Leetun, et al.,8 stressed the findings of weak hip abductors and external rotators in predicting knee injury. This allows increased lower extremity internal rotation and adduction, creating lateral patellar tracking and lateral retropatellar contact pressure. Strengthening the hip abductors and external rotators helps prevent femoral internal rotation and adduction which is related to patellofemoral problems. Young female athletes with patellofemoral pain had significantly weaker hip adductors and external rotators compared to a healthy, age-matched control group.9 The chief hip external rotator happens to be the gluteus maximus, which Janda1 found to be related to ankle injuries.


  1. Bullock-Saxton JE, Janda V, Bullock MI. The influence of ankle sprain injury on muscle activation during hip extension. Int J Sports Med, 1994;15:330-4.
  2. Beckman SM, Buchanan TS. Ankle inversion injury and hypermobility: effect on hip and ankle muscle eclectrorumyography onset latency. Arch Phys Med Rehab, 1995:76;1138-42.
  3. Cornwall MW, Murrell P. Postural sway following inversion sprain of the ankle.
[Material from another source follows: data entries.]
PR #99, opened 2017-03-28
Fail psql if the tunnel fails

msakrejda:
This is especially important since the tunnel promise can resolve even
if the authentication information is incorrect, which leads to an ugly
stack trace propagated to the client.


camillebaldock (approved):
thanks for this

PR #103, opened 2017-03-31
Move all commands to use add-on uuids instead of names

msakrejda:
This is more consistent with DHC and the Kafka CLI and works around
issues around add-on renames and Shogun sync.


msakrejda:
I've verified the changes still work.

fnando:
Looks solid! This is good to have! \m/

+1

fnando (approved):

PR #106, opened 2017-04-07
Don't force hostname of localhost

tpope:
Using `-h localhost` prevents the use of a socket file, when in turn requires the user to enable network connections and set up password authentication.


cbartlett (approved):

msakrejda (approved):
Looks great, thanks!

mathias:
Thank you @tpope !

PR #107, opened 2017-04-13
Psql drop timeout

### LINKED ISSUE #94: heroku pg:psql -c 'select pg_sleep(100)' will fail in the middle due to 20s timeout
https://github.com/heroku/heroku-pg/blob/master/lib/psql.js#L19

Also, seems like you can't really change this timeout, and I'm not really sure where 20s is coming from. Well, maybe for bastion? but still...

msakrejda:
This causes problems for long-running queries, and is only really
useful for a slightly nicer experience in the rare cases when the
bastion or service is unavailable.

Fixes #94.

The second commit fixes tests. Some of these had bad mocking and seemed to rely on the timeout to pass. This fixes them and removes the timeout catch.

### DIFF
--- a/lib/psql.js
+++ b/lib/psql.js
@@ -13,24 +13,22 @@ function handlePsqlError (reject, psql) {
   })
 }
 
-function execPsql (query, dbEnv, timeout) {
+function execPsql (query, dbEnv) {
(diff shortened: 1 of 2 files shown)


idan (approved):
Nice. +1

PR #108, opened 2017-05-11
trim package size

jdx:


msakrejda:
Nice, thanks! Do you know why coverage appears to have dropped? I can't make sense of it based on the diff...

jdx:
yeah it shouldn't have impacted it, I just tried to rebuild the project to see if it might change. Best guess is mocha is randomizing the test order and that took it down a slightly different code path?

msakrejda (approved):
Huh, okay. Cleraly not an issue with the patch, so +1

J Am Pod Med Assoc, 1991;81:290-2.
  4. Zazulak BT, Hewett TE, Reeves NP, et al. Deficits in neuromuscular control of the trunk predict knee injury risk. Am J Sports Med, 2007;35(7):1123-30.
  5. Cholewicki J, McGill SM. Mechanical stability of the in vivo lumbar spine: implications for injury and chronic low back pain. Clin Biomech, 1996;11:1-15.
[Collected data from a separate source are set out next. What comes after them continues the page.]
PR #109, opened 2017-05-16
Credentials commands

camillebaldock:
Postgres credentials will be released soon as a private beta.
This adds support for the pg side of the commands for that project.
The commands will return `Authorised users only - credentials private beta.` for non-whitelisted addon owners. `pg:credentials` is backwards compatible with previous behaviour (it exhibits the new behaviour for whitelisted users, old behaviour for non-whitelisted users)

  6. Hodges PW, Richardson CA. Contraction of the abdominal muscles associated with movement of the lower limb. Phys Ther, 1997;77:132-44.
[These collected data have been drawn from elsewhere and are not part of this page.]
PR #194, opened 2018-04-03
Minimize the use of util.getConfigVarName

keiko713:
`util.getConfigVarName` is a bad method that just picks up the index 0 value of config var arrays, of its addon. Addon object has config vars, which tells you what kind of config vars are associated with that addon.
For example, if I have the following addon:

```
$ heroku addons:info postgresql-angular-71290 -a keiko-sushi
=== postgresql-angular-71290
Attachments:  keiko-sushi::HEROKU_POSTGRESQL_CYAN
              keiko-sushi::HEROKU_POSTGRESQL_MAROON
Installed at: Mon Mar 27 2017 07:03:51 GMT-0700 (PDT)
Owning app:   keiko-sushi
Plan:         heroku-postgresql:standard-0
Price:        $50/month
State:        created
```

This has two config vars (attachments), `HEROKU_POSTGRESQL_CYAN_URL` and `HEROKU_POSTGRESQL_MAROON_URL`. In this case, we basically don't know if we get CYAN or MAROON with `util.getConfigVarName`.
Usually, whenever you run `heroku pg` command, you know which attachment you're talking about (e.g. you run `heroku pg:copy DATABASE MAROON`) -- especially when the attachment was given with `fetcher.attachment`. This is important that it respects that (in `pg:copy` case, `MAROON` and not `CYAN`), because sometimes that config vars include creds which makes the situation very confusing if that was mistakenly picked up.

### DIFF
--- a/commands/backups/schedule.js
+++ b/commands/backups/schedule.js
@@ -2,7 +2,6 @@
 
 const co = require('co')
 const cli = require('heroku-cli-util')
-const util = require('../../lib/util')
 
 const TZ = {
   'PST': 'America/Los_Angeles',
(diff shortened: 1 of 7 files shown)


keiko713:
@uhoh-itsmaciek this is something we "kinda paired" long time ago (https://trello.com/c/ZmEiIsFm/729-handle-pg-with-credentials-well-with-pgcopy), let me know if you forget things, happy to explain more!

msakrejda (approved):
Seems legit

  7. Paterno MV, Myer GD, Ford KR, Hewett TE. Neuromuscular training improves single-limb stability in young female athletes. J Orthop Sports Phys Ther, 2004;34:305-17.
  8. Leetun DT, Ireland ML, Willson JD, et al. Core stability measures as risk factors for lower extremity injury in athletes. Med Sci Sports Exerc, 2004:926-34.
  9. Ireland ML, Willson BT, Ballantyne BT, McClay-Davis. Hip strength in females with and without patellofemoral pain. J Orthop Sports Phys Ther, 2003;33:671-6.